Gegenspieler der Parteispitze: Juso-Vorsitzender Kevin Kühnert Bild: Matthias Lüdecke

Die Gegner und die Befürworter einer großen Koalition kämpfen bis zuletzt. Beide Seiten sorgen sich um die Zukunft der SPD – und die Folgen der Entscheidung auf dem Parteitag.

          7 Min.

          Die sind alle gekommen, um ihn zu sehen. Der Raum im Luise-und-Karl-Kautsky-Haus im Berliner Stadtteil Friedenau hat den Charme eines Schuhkartons, aber heute wird etwas geboten. Die knapp 60 Stühle sind schnell besetzt, an der Wand stehen einige Fernsehkameras. Der Juso-Vorsitzende hat sich angekündigt. Er ist gerade auf seiner Deutschland-Tour, wie er es nennt, quer durch das Land unterwegs. Dienstag Berlin, Donnerstag Nordrhein-Westfalen – er will Ortsvereine und Delegiertengruppen davon überzeugen, dass die Neuauflage der großen Koalition Mist ist. Auch der SPD-Parteivorsitzende Martin Schulz ist viel unterwegs, Montag und Dienstag Nordrhein-Westfalen, Mittwoch Bayern und Rheinland-Pfalz, dann ein Livechat auf Facebook. Wahlkampf nach der Wahl, in unterschiedlicher Mission, aber mit demselben Ziel. Am Sonntag werden sich die Wege von Kühnert und Schulz im World Conference Center in Bonn treffen. Es ist nicht klar, wer als Sieger von der Bühne gehen wird.

          Reiner Burger

          Politischer Korrespondent in Nordrhein-Westfalen.

          Mona Jaeger

          Redakteurin in der Politik.

          Majid Sattar

          Politischer Korrespondent für Nordamerika mit Sitz in Washington.

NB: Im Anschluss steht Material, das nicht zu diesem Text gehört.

PR #1028, opened 2021-03-12
MINIFICPP-1507 convert InputStream::read to size_t

szaszm:
Converting `write` is done in #1083 to keep the PR size managable. Errors are now reported as `static_cast<size_t>(-1)`. 

_______

### For all changes:
     in the commit message?

### For code changes:

### Note:

### DIFF
--- a/extensions/http-curl/tests/HTTPHandlers.h
+++ b/extensions/http-curl/tests/HTTPHandlers.h
@@ -214,7 +214,7 @@ class FlowFileResponder : public ServerAwareHandler {
       minifi::io::CivetStream civet_stream(conn);
       minifi::io::CRCStream < minifi::io::CivetStream > stream(gsl::make_not_null(&civet_stream));
       uint32_t num_attributes;
-      int read;
+      size_t read;
       uint64_t total_size = 0;
       read = stream.read(num_attributes);
       if (!isServerRunning())return false;
@@ -241,9 +241,10 @@ class FlowFileResponder : public ServerAwareHandler {
       flow->data.resize(gsl::narrow<size_t>(length));
       flow->total_size = total_size;
 
-      read = stream.read(flow->data.data(), gsl::narrow<int>(length));
-      if (!isServerRunning())return false;
-      assert(read == gsl::narrow<int>(length));
+      read = stream.read(flow->data.data(), length);
+      if (!isServerRunning()) return false;
+      (void)read;
+      assert(read == length);
 
       if (!invalid_checksum) {
         site2site_rest_resp = std::to_string(stream.getCRC());
--- a/extensions/http-curl/tests/HTTPHandlers.h
+++ b/extensions/http-curl/tests/HTTPHandlers.h
@@ -213,38 +213,51 @@ class FlowFileResponder : public ServerAwareHandler {
     if (!wrong_uri) {
       minifi::io::CivetStream civet_stream(conn);
       minifi::io::CRCStream < minifi::io::CivetStream > stream(gsl::make_not_null(&civet_stream));
-      uint32_t num_attributes;
-      size_t read;
+      uint32_t num_attributes = 0;
       uint64_t total_size = 0;
-      read = stream.read(num_attributes);
-      if (!isServerRunning())return false;
-      assert(read > 0); total_size += read;
+      {
+        const auto read = stream.read(num_attributes);
+        if (!isServerRunning()) return false;
+        assert(read > 0);
+        total_size += read;
+      }
 
-      auto flow = std::make_shared<FlowObj>();
+      const auto flow = std::make_shared<FlowObj>();
 
       for (uint32_t i = 0; i < num_attributes; i++) {
         std::string name, value;
-        read = stream.read(name, true);
-        if (!isServerRunning())return false;
-        assert(read > 0); total_size += read;
-        read = stream.read(value, true);
-        if (!isServerRunning())return false;
-        assert(read > 0); total_size += read;
+        {
+          const auto read = stream.read(name, true);
+          if (!isServerRunning()) return false;
+          assert(read > 0);
+          total_size += read;
+        }
+        {
+          const auto read = stream.read(value, true);
+          if (!isServerRunning()) return false;
+          assert(read > 0);
+          total_size += read;
+        }
         flow->attributes[name] = value;
       }
       uint64_t length;
-      read = stream.read(length);
-      if (!isServerRunning())return false;
-      assert(read > 0); total_size += read;
+      {
+        const auto read = stream.read(length);
+        if (!isServerRunning()) return false;
+        assert(read > 0);
+        total_size += read;
+      }
 
       total_size += length;
       flow->data.resize(gsl::narrow<size_t>(length));
       flow->total_size = total_size;
 
-      read = stream.read(flow->data.data(), length);
-      if (!isServerRunning()) return false;
-      (void)read;
-      assert(read == length);
+      {
+        const auto read = stream.read(flow->data.data(), length);
+        if (!isServerRunning()) return false;
+        (void)read;
+        assert(read == length);
+      }
 
       if (!invalid_checksum) {
         site2site_rest_resp = std::to_string(stream.getCRC());
--- a/extensions/libarchive/CompressContent.h
+++ b/extensions/libarchive/CompressContent.h
@@ -187,11 +187,14 @@ public:
       return ret;
     }
 
-    static la_ssize_t archive_read(struct archive*, void *context, const void **buff) {
+    static la_ssize_t archive_read(struct archive* archive, void *context, const void **buff) {
       auto *callback = (WriteCallback *) context;
       callback->session_->read(callback->flow_, &callback->readDecompressCb_);
       *buff = callback->readDecompressCb_.buffer;
-      if (io::isError(callback->readDecompressCb_.stream_read_result)) return -1;
+      if (io::isError(callback->readDecompressCb_.stream_read_result)) {
+        archive_set_error(archive, EIO, "Error reading flowfile");
+        return -1;
+      }
       return gsl::narrow<la_ssize_t>(callback->readDecompressCb_.stream_read_result);
     }
 
--- a/extensions/libarchive/CompressContent.h
+++ b/extensions/libarchive/CompressContent.h
@@ -21,6 +21,7 @@
 #define __COMPRESS_CONTENT_H__
 
 #include <cinttypes>
+#include <utility>
 
 #include "archive_entry.h"
 #include "archive.h"
@@ -43,7 +44,7 @@ namespace minifi {
 namespace processors {
 
 // CompressContent Class
-class CompressContent: public core::Processor {
+class CompressContent : public core::Processor {
 public:
   // Constructor
   /*!
@@ -56,7 +57,7 @@ public:
     , encapsulateInTar_(false) {
   }
   // Destructor
-  virtual ~CompressContent() = default;
+  ~CompressContent() override = default;
   // Processor Name
   static constexpr char const* ProcessorName = "CompressContent";
   // Supported Properties
@@ -94,8 +95,8 @@ public:
     ReadCallbackCompress(std::shared_ptr<core::FlowFile> &flow, struct archive *arch, struct archive_entry *entry) :
         flow_(flow), arch_(arch), entry_(entry), status_(0), logger_(logging::LoggerFactory<CompressContent>::getLogger()) {
     }
-    ~ReadCallbackCompress() = default;
-    int64_t process(const std::shared_ptr<io::BaseStream>& stream) {
+    ~ReadCallbackCompress() override = default;
+    int64_t process(const std::shared_ptr<io::BaseStream>& stream) override {
       uint8_t buffer[4096U];
       int64_t ret = 0;
       uint64_t read_size = 0;
@@ -107,24 +108,24 @@ public:
         return -1;
       }
       while (read_size < flow_->getSize()) {
-        ret = stream->read(buffer, sizeof(buffer));
-        if (ret < 0) {
+        const auto readret = stream->read(buffer, sizeof(buffer));
+        if (io::isError(readret)) {
           status_ = -1;
           return -1;
         }
-        if (ret > 0) {
-          ret = archive_write_data(arch_, buffer, gsl::narrow<size_t>(ret));
+        if (readret > 0) {
+          ret = archive_write_data(arch_, buffer, readret);
           if (ret < 0) {
             logger_->log_error("Compress Content archive error %s", archive_error_string(arch_));
             status_ = -1;
             return -1;
           }
-          read_size += ret;
+          read_size += gsl::narrow<uint64_t>(ret);
         } else {
           break;
         }
       }
-      return read_size;
+      return gsl::narrow<int64_t>(read_size);
     }
     std::shared_ptr<core::FlowFile> flow_;
     struct archive *arch_;
@@ -133,28 +134,24 @@ public:
     std::shared_ptr<logging::Logger> logger_;
   };
   // Nest Callback Class for read stream from flow for decompress
-  class ReadCallbackDecompress: public InputStreamCallback {
-  public:
-    ReadCallbackDecompress(const std::shared_ptr<core::FlowFile> &flow) :
-        read_size_(0), offset_(0), flow_(flow) {
-      origin_offset_ = flow_->getOffset();
+  struct ReadCallbackDecompress : InputStreamCallback {
+    explicit ReadCallbackDecompress(std::shared_ptr<core::FlowFile> flow) :
+        flow_file(std::move(flow)) {
     }
-    ~ReadCallbackDecompress() = default;
-    int64_t process(const std::shared_ptr<io::BaseStream>& stream) {
-      read_size_ = 0;
-      stream->seek(offset_);
-      int readRet = stream->read(buffer_, sizeof(buffer_));
-      read_size_ = readRet;
-      if (readRet > 0) {
-        offset_ += read_size_;
+    ~ReadCallbackDecompress() override = default;
+    int64_t process(const std::shared_ptr<io::BaseStream>& stream) override {
+      stream->seek(offset);
+      const auto readRet = stream->read(buffer, sizeof(buffer));
+      stream_read_result = readRet;
+      if (!io::isError(readRet)) {
+        offset += readRet;
       }
-      return readRet;
+      return gsl::narrow<int64_t>(readRet);
     }
-    int64_t read_size_;
-    uint8_t buffer_[8192];
-    uint64_t offset_;
-    uint64_t origin_offset_;
-    std::shared_ptr<core::FlowFile> flow_;
+    size_t stream_read_result = 0;  // read size or error code, to be checked with io::isError
+    uint8_t buffer[8192] = {0};
+    size_t offset = 0;
+    std::shared_ptr<core::FlowFile> flow_file;
   };
   // Nest Callback Class for write stream
   class WriteCallback: public OutputStreamCallback {
@@ -190,16 +187,12 @@ public:
       return ret;
     }
 
-    static la_ssize_t archive_read(struct archive *arch, void *context, const void **buff) {
-      WriteCallback *callback = (WriteCallback *) context;
+    static la_ssize_t archive_read(struct archive*, void *context, const void **buff) {
+      auto *callback = (WriteCallback *) context;
       callback->session_->read(callback->flow_, &callback->readDecompressCb_);
-      if (callback->readDecompressCb_.read_size_ >= 0) {
-        *buff = callback->readDecompressCb_.buffer_;
-        return gsl::narrow<la_ssize_t>(callback->readDecompressCb_.read_size_);
-      } else {
-        archive_set_error(arch, EIO, "Error reading flowfile");
-        return -1;
-      }
+      *buff = callback->readDecompressCb_.buffer;
+      if (io::isError(callback->readDecompressCb_.stream_read_result)) return -1;
+      return gsl::narrow<la_ssize_t>(callback->readDecompressCb_.stream_read_result);
     }
 
     static la_int64_t archive_skip(struct archive* /*a*/, void* /*client_data*/, la_int64_t /*request*/) {
@@ -383,13 +376,14 @@ public:
           std::vector<uint8_t> buffer(16 * 1024U);
           int64_t read_size = 0;
           while (read_size < gsl::narrow<int64_t>(writer_.flow_->getSize())) {
-            int ret = inputStream->read(buffer.data(), gsl::narrow<int>(buffer.size()));
-            if (ret < 0) {
+            const auto ret = inputStream->read(buffer.data(), buffer.size());
+            if (io::isError(ret)) {
               return -1;
             } else if (ret == 0) {
               break;
             } else {
-              if (outputStream_->write(buffer.data(), ret) != ret) {
+              const auto writeret = outputStream_->write(buffer.data(), ret);
+              if (io::isError(writeret) || gsl::narrow<size_t>(writeret) != ret) {
                 return -1;
               }
               read_size += ret;
@@ -414,7 +408,7 @@ public:
 
       success_ = filterStream->isFinished();
 
-      return flow_->getSize();
+      return gsl::narrow<int64_t>(flow_->getSize());
     }
   };
 
@@ -444,7 +438,7 @@ private:
   }
 
   std::shared_ptr<logging::Logger> logger_;
-  int compressLevel_;
+  int compressLevel_{};
   CompressionMode compressMode_;
   ExtendedCompressionFormat compressFormat_;
   bool updateFileName_;
--- a/extensions/mqtt/processors/PublishMQTT.h
+++ b/extensions/mqtt/processors/PublishMQTT.h
@@ -20,6 +20,8 @@
 #ifndef __PUBLISH_MQTT_H__
 #define __PUBLISH_MQTT_H__
 
+#include <limits>
+
 #include "FlowFileRecord.h"
 #include "core/Processor.h"
 #include "core/ProcessSession.h"
@@ -29,6 +31,7 @@
 #include "core/logging/LoggerConfiguration.h"
 #include "MQTTClient.h"
 #include "AbstractMQTTProcessor.h"
+#include "utils/gsl.h"
 
 namespace org {
 namespace apache {
@@ -50,7 +53,7 @@ class PublishMQTT : public processors::AbstractMQTTProcessor {
     max_seg_size_ = ULLONG_MAX;
   }
   // Destructor
-  virtual ~PublishMQTT() = default;
+  ~PublishMQTT() override = default;
   // Processor Name
   static constexpr char const* ProcessorName = "PublishMQTT";
   // Supported Properties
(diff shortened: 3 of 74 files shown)


libminifi/test/archive-tests/MergeFileTests.cpp
```diff
@@ -111,8 +111,8 @@ std::vector<FixedBuffer> read_archives(const FixedBuffer& input) {
   class ArchiveEntryReader {
    public:
     explicit ArchiveEntryReader(archive* arch) : arch(arch) {}
-    int read(uint8_t* out, std::size_t len) {
-      return gsl::narrow<int>(archive_read_data(arch, out, len));
+    size_t read(uint8_t* out, std::size_t len) {
+      return gsl::narrow_cast<size_t>(archive_read_data(arch, out, len));
```
fgerlits, line 115: I know this is just a test file helper, but it would be safer to explicitly test for -1 and then use `gsl::narrow`, instead of using `gsl::narrow_cast` and risk that the return value will be something like `static_cast<size_t>(-3)`, which is not handled by `FixedBuffer::write()`.

fgerlits (commented):
Thanks for cleaning this up!

extensions/sftp/client/SFTPClient.cpp
```diff
@@ -577,20 +577,20 @@ bool SFTPClient::putFile(const std::string& path, io::BaseStream& input, bool ov
     }
     logger_->log_trace("Read %d bytes", read_ret);
     total_read += read_ret;
-    ssize_t remaining = read_ret;
+    auto remaining = gsl::narrow<size_t>(read_ret);
```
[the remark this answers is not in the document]
szaszm: Indeed, it was an oversight. Fixing in the next commit.

extensions/standard-processors/processors/ExtractText.cpp
```diff
@@ -126,22 +125,22 @@ int64_t ExtractText::ReadCallback::process(const std::shared_ptr<io::BaseStream>
   if (sizeLimitStr.empty())
     size_limit = DEFAULT_SIZE_LIMIT;
   else if (sizeLimitStr != "0")
-    size_limit = std::stoi(sizeLimitStr);
+    size_limit = gsl::narrow_cast<size_t>(std::stoi(sizeLimitStr));
```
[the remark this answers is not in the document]
szaszm: It comes from the user and negative numbers shouldn't crash the program, but they are not "valid" either.

libminifi/include/io/InputStream.h
```diff
@@ -39,43 +39,43 @@ class InputStream : public virtual Stream {
    * reads a byte array from the stream
    * @param value reference in which will set the result
    * @param len length to read
-   * @return resulting read size
+   * @return resulting read size or static_cast<size_t>(-1) on error or static_cast<size_t>(-2) for ClientSocket EAGAIN
```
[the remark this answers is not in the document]
szaszm: I felt the same, but didn't have a good idea how to resolve it. Refactoring Socket classes to use some other form of handling EAGAIN would be preferred, but that seems too out of scope here, and this change set feels dangerous enough already.

I like the idea of `Stream::isError`, I'll change the checks.

libminifi/src/c2/ControllerSocketProtocol.cpp
```diff
@@ -248,11 +248,11 @@ void ControllerSocketProtocol::initialize(core::controller::ControllerServicePro
 void ControllerSocketProtocol::parse_content(const std::vector<C2ContentResponse> &content) {
   for (const auto &payload_content : content) {
     if (payload_content.name == "Components") {
-      for (auto content : payload_content.operation_arguments) {
+      for (const auto& content_ : payload_content.operation_arguments) {
```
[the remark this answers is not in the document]
szaszm: A minimal change to avoid shadowing the parameter. I'm open to alternatives.

libminifi/src/io/tls/SecureDescriptorStream.cpp
```diff
@@ -71,34 +71,29 @@ int SecureDescriptorStream::write(const uint8_t *value, int size) {
...
-          sslStatus = SSL_get_error(ssl_, status);
-        } while (status < 0 && sslStatus == SSL_ERROR_WANT_READ);
+  if (IsNullOrEmpty(buf)) return static_cast<size_t>(-1);
+  size_t total_read = 0;
+  uint8_t* writepos = buf;
+  while (buflen > total_read) {
+    int status;
+    int sslStatus;
+    do {
+      status = SSL_read(ssl_, writepos, gsl::narrow<int>(std::min(buflen - total_read, gsl::narrow<size_t>(std::numeric_limits<int>::max()))));
```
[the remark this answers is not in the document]
szaszm: The code is not prepared to handle exceptions and I don't want to rely on `gsl::narrow` throwing instead of calling `terminate`.

If there is any code that relies on `gsl::narrow` throwing vs terminating, that's an error.

libminifi/include/io/InputStream.h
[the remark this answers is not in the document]
szaszm: What do you think about `io::isError`?

extensions/standard-processors/processors/ExtractText.cpp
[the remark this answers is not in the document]
fgerlits: I think throwing an exception in `onSchedule()` would be better than treating a limit of "-2" as a limit of 18.4 exabytes, but this is how the code was working before this PR, and I agree that changing it would be out of scope.

libminifi/include/io/InputStream.h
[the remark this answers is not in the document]
fgerlits: yup, sounds good

libminifi/src/c2/ControllerSocketProtocol.cpp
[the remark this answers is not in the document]
fgerlits: Ah OK, I didn't see the name of the argument.  We could rename `content_` to `operation_argument`, but it's not vital.

libminifi/src/io/tls/SecureDescriptorStream.cpp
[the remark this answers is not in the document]
fgerlits: OK, that makes sense.  This line is quite long and hard to read, though; pulling out the 3rd argument (with or without the `gsl::narrow`) and giving it a name could make it more readable.

extensions/standard-processors/processors/ExtractText.cpp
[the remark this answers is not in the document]
szaszm: Actually it would make sense to cast them to `size_t` and treat `-1` as "essentially no limit" instead of throwing. If you think this is a good idea, I'll change it to `static_cast<size_t>(...)`.

libminifi/src/FlowFileRecord.cpp
```diff
@@ -181,12 +179,12 @@ std::shared_ptr<FlowFileRecord> FlowFileRecord::DeSerialize(io::InputStream& inS
   }
 
   ret = inStream.read(file->uuid_);
-  if (ret <= 0) {
+  if (ret == static_cast<size_t>(-1)) {
```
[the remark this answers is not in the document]
szaszm: Definitely an oversight, will fix. If you find other suspicious places, feel free to point out. I might have missed some in the 100+ "Find usages" results.

extensions/script/python/PyBaseStream.cpp
```diff
@@ -49,13 +49,11 @@ py::bytes PyBaseStream::read(size_t len) {
 
   std::vector<uint8_t> buffer(len);
 
-  auto read = stream_->read(buffer.data(), static_cast<int>(len));
-  auto result = py::bytes(reinterpret_cast<char *>(buffer.data()), static_cast<size_t>(read));
-
-  return result;
+  const auto read = stream_->read(buffer.data(), len);
+  return py::bytes(reinterpret_cast<char *>(buffer.data()), static_cast<size_t>(read));
```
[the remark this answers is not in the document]
szaszm: resolved in 34b60f0

extensions/sftp/client/SFTPClient.cpp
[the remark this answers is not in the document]
szaszm: resolved in 34b60f0

libminifi/include/sitetosite/SiteToSiteClient.h
```diff
@@ -65,19 +67,14 @@ class SiteToSiteClient : public core::Connectable {
...
         ssl_context_service_(nullptr),
         logger_(logging::LoggerFactory<SiteToSiteClient>::getLogger()) {
-    _supportedVersion[0] = 5;
-    _supportedVersion[1] = 4;
-    _supportedVersion[2] = 3;
-    _supportedVersion[3] = 2;
-    _supportedVersion[4] = 1;
     _currentVersion = _supportedVersion[0];
     _currentVersionIndex = 0;
     _supportedCodecVersion[0] = 1;
```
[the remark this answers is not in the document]
szaszm: done in 34b60f0

libminifi/src/FlowFileRecord.cpp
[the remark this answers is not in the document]
szaszm: resolved in 34b60f0

libminifi/src/sitetosite/SiteToSiteClient.cpp
```diff
@@ -31,47 +31,37 @@ namespace sitetosite {
...
-
-  if (resCode == NULL) {
-    // Not a valid respond code
+  if (!resCode) {
     return -1;
   }
   if (resCode->hasDescription) {
     ret = peer_->read(message);
-    if (ret <= 0)
+    if (ret != static_cast<size_t>(-1))
```
fgerlits, line 55: missing `== 0 ||`

thirdparty/google-styleguide/run_linter.sh
```diff
@@ -40,5 +40,7 @@ done
 
 HEADERS=`find $INCLUDE_DIRS -name '*.h' | sort | uniq | tr '\n' ' '`
 SOURCES=`find $SOURCE_DIRS -name  '*.cpp' | sort | uniq | tr '\n' ' '`
-REPOSITORY="$(realpath --physical "$(dirname "$0")/../..")"
+# this realpath alternative should work on mac
+alias prealpath="python -c 'import os, sys; print(os.path.realpath(sys.argv[1]))'"
```
fgerlits, line 44: where is this alias used?

libminifi/src/io/InputStream.cpp
```diff
@@ -30,42 +30,43 @@ namespace nifi {
...
 }
 
-int InputStream::read(std::string &str, bool widen) {
+size_t InputStream::read(std::string &str, bool widen) {
   uint32_t len = 0;
-  int ret = 0;
+  size_t ret = 0;
   if (!widen) {
     uint16_t shortLength = 0;
     ret = read(shortLength);
```
fgerlits, line 72: I can't comment at line 78, but it needs to be updated from `<= 0` to `== 0 || == static_cast(-1)`, too

thirdparty/google-styleguide/run_linter.sh
szaszm: In the end I incorporated it to the below command, because the alias didn't work in subshells. I forgot to remove this one.

libminifi/include/io/InputStream.h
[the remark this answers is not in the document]
szaszm: done in 0c23d4e

libminifi/src/sitetosite/SiteToSiteClient.cpp
```diff
@@ -31,47 +31,43 @@ namespace sitetosite {
...
-  if (resCode == NULL) {
-    // Not a valid respond code
+  if (!resCode) {
     return -1;
   }
   if (resCode->hasDescription) {
-    ret = peer_->read(message);
-    if (ret <= 0)
+    const auto ret = peer_->read(message);
+    if (ret == 0 || !io::isError(ret))
```
fgerlits, line 61:
```suggestion
    if (ret == 0 || io::isError(ret))
```

libminifi/test/rocksdb-tests/DBContentRepositoryTests.cpp
```diff
@@ -140,7 +140,7 @@ TEST_CASE("Test Empty Claim", "[TestDBCR3]") {
   std::string readstr;
 
   // -1 tell us we have an invalid stream
```
fgerlits, line 142: minor, but you changed "-1" to "error" in the other place -- should be changed here, too

extensions/standard-processors/processors/ExtractText.cpp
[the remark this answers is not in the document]
szaszm: changed to `static_cast` in 0c23d4e

libminifi/src/c2/ControllerSocketProtocol.cpp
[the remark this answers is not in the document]
szaszm: renamed to `operation_argument` in 0c23d4e

libminifi/src/io/tls/SecureDescriptorStream.cpp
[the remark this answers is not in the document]
szaszm: named the third argument in 0c23d4e

libminifi/test/archive-tests/MergeFileTests.cpp
szaszm: Introduced a check for negative return values in 0c23d4e

libminifi/test/rocksdb-tests/DBContentRepositoryTests.cpp
szaszm: changed in 46f3b0e

libminifi/src/io/InputStream.cpp
szaszm: fixed in 0c23d4e

thirdparty/google-styleguide/run_linter.sh
szaszm: removed the leftover line in 0c23d4e

libminifi/src/sitetosite/SiteToSiteClient.cpp
szaszm: fixed partially in 0c23d4e and finally in 46f3b0e after https://github.com/apache/nifi-minifi-cpp/pull/1028#discussion_r596108625

libminifi/test/rocksdb-tests/ContentSessionTests.cpp
```diff
@@ -56,11 +56,10 @@ const std::shared_ptr<minifi::io::BaseStream>& operator>>(const std::shared_ptr<
   str = "";
   uint8_t buffer[4096]{};
   while (true) {
-    size_t ret = stream->read(buffer, sizeof(buffer));
+    const auto ret = stream->read(buffer, sizeof(buffer));
     REQUIRE(ret >= 0);
```
fgerlits, line 60:
```suggestion
    REQUIRE(!minifi::io::isError(ret));
```

libminifi/test/rocksdb-tests/DBContentRepositoryTests.cpp
```diff
@@ -179,7 +179,7 @@ TEST_CASE("Delete NonExistent Claim", "[TestDBCR4]") {
 
   std::string readstr;
 
-  // -1 tell us we have an invalid stream
+  // error tells us we have an invalid stream
```
fgerlits, line 182: it would be better to remove this comment, as we don't check for error here (also at line 230)

libminifi/test/rocksdb-tests/ContentSessionTests.cpp
szaszm: We need both checks, and the new one is one line below. Maybe I misunderstood your point?

szaszm: I think I get it: `ret >= 0` is always true, I'll remove it.

fgerlits: somehow I didn't see the other check below it -- but yes, this can be removed

szaszm: done in 141917b

libminifi/test/rocksdb-tests/DBContentRepositoryTests.cpp
szaszm: done in 141917b

extensions/script/lua/LuaBaseStream.cpp
```diff
@@ -52,16 +52,11 @@ std::string LuaBaseStream::read(size_t len) {
...
-
-  if (gsl::narrow<size_t>(read) != len) {
-    buffer.resize(gsl::narrow<size_t>(read));
+  const auto read = stream_->read(reinterpret_cast<uint8_t *>(&buffer[0]), len);
+  if (!io::isError(read) && read != len) {
+    buffer.resize(read);
   }
-
-  return buffer;
+  return io::isError(read) ? std::string{} : buffer;
```
fgerlits, line 59: We used to throw an exception (in an obfuscated way) in the error case, now we return an empty string.  This is probably good, but I don't know if we want to make a change like this in a refactoring PR.  If we do want to make this change, we should probably change line 42, too.

szaszm: My understanding is that the old version returned `nullptr` as `std::string`, invoking the `std::string::string(const char*)` constructor which led to undefined behavior in case of an error. I thought replacing this with a defined empty string would be better, but I might be missing something.

szaszm: This snippet was changed during the rebase, btw. Previously it was a simple comparison + resize without the `narrow` and the `if (read < 0)` condition

fgerlits: yup, I said "probably good", you said "would be better", there is no disagreement there :)

libstdc++ throws an exception, but you're right that other implementations may behave differently

my point is that the same thing happens at line 42

szaszm: I didn't know that libstdc++ throws there. Despite being an unrelated change, I really don't want to rely on undefined behavior there, so I insist on a change.

In the old main version (that this PR was originally based on), there was no string construction from nullptr here (but the one on line 42 was already present). I believe that change on main to be an error, so by moving to returning an empty string, we basically revert to the old, correct version, the only change being that we no longer return an empty string of size `len`.

If you insist on throwing, I can change this to throw something explicitly, but I prefer the old behavior of returning an empty string. I want to change the occurrence on line 42 to be consistent with this one, too.

fgerlits: Yes, I think returning an empty string at line 42 would be fine.

fgerlits (approved):

extensions/libarchive/CompressContent.h
```diff
@@ -190,16 +189,11 @@ class CompressContent: public core::Processor {
...
       callback->session_->read(callback->flow_, &callback->readDecompressCb_);
-      if (callback->readDecompressCb_.read_size_ >= 0) {
-        *buff = callback->readDecompressCb_.buffer_;
-        return gsl::narrow<la_ssize_t>(callback->readDecompressCb_.read_size_);
-      } else {
-        archive_set_error(arch, EIO, "Error reading flowfile");
-        return -1;
-      }
+      *buff = callback->readDecompressCb_.buffer_;
+      return gsl::narrow<la_ssize_t>(callback->readDecompressCb_.read_size_);
```
adamdebreceni, line 196: [this](http://manpages.org/archive_read_open2/3) I-don't-know-how-trustworthy site says:

> On error, the read callback should invoke Fn archive_set_error to register an error code and message and return -1.

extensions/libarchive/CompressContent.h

          Kevin Kühnert betritt den Raum in Friedenau, und es fällt nicht weiter auf. Kühnert ist unscheinbar, wirkt mit seinem Rucksack und dem Hemd über der Hose mehr wie ein Student, nicht so, als könnte er die SPD aus ihren Angeln heben. Fotos werden gemacht. Kühnert umarmt den Ortsvereinsvorsitzenden. Er kennt sich in Friedenau gut aus. Vor 28 Jahren wurde Kühnert in Berlin geboren, aber das hört man nicht. Jegliches „ick“ und „det“ hat er abgelegt. Er ist längst im professionellen Politiker-Hochdeutsch angekommen. Damit ihn jeder hört. Und jeder versteht. Einen wütenden Sozialdemokraten von 28 Jahren sollte man nicht unterschätzen.

          Gab es nicht mal Zeiten, als die SPD Schwierigkeiten hatte, die kleinsten Säle voll zu bekommen? Ja, als die Partei noch nicht die Frage „Groko ja oder nein“ zur Existenzfrage erklärt hatte, als die Mitglieder nicht wie besoffen ihrem 100-Prozent-Martin-Schulz zujubelten. Das ist auch erst ein Jahr her. Vor dieser Zeit hatte die SPD tatsächlich so banale Schwierigkeiten wie das Organisieren eines halbwegs anständigen Ortsvereinsabends. Nun sind die Säle voll – aber die Probleme sind jetzt viel größer.

          Gleiche Rede in Variationen

          Kühnert spricht von einem „superschweren Parteitag“, der da auf die SPD zukomme. „Egal was wir tun, es wird weh tun.“ Da nicken sie im Saal, und für einen Moment sind sich alle einig.

          Kühnert hält bei seinen Auftritten derzeit immer die gleiche Rede in Variationen. So macht das ein Politiker im Wahlkampf, der eine Botschaft hat. Kühnert ist leidenschaftlich, aber freundlich. Er zollt den SPD-Verhandlern in der Sondierungsgruppe Respekt. Das Bildungskapitel enthalte viele Verbesserungen, etwa beim Bafög. Aber dann: Kein sozialdemokratischer Aufbruch, es würden nun „Altschulden“ der Union aus dem noch gültigen Koalitionsvertrag als Erfolge verkauft, keine Bürgerversicherung, keine Steuererhöhung. Es gibt ein bisschen Zwischenapplaus. Dann stellen die bürgerlichen Friedenauer SPD-Anhänger geordnet ihre Fragen: Was ist die Alternative? Eine SPD bei 15 Prozent nach der Neuwahl? Wartet nicht Europa auf eine verantwortungsvolle deutsche Sozialdemokratie?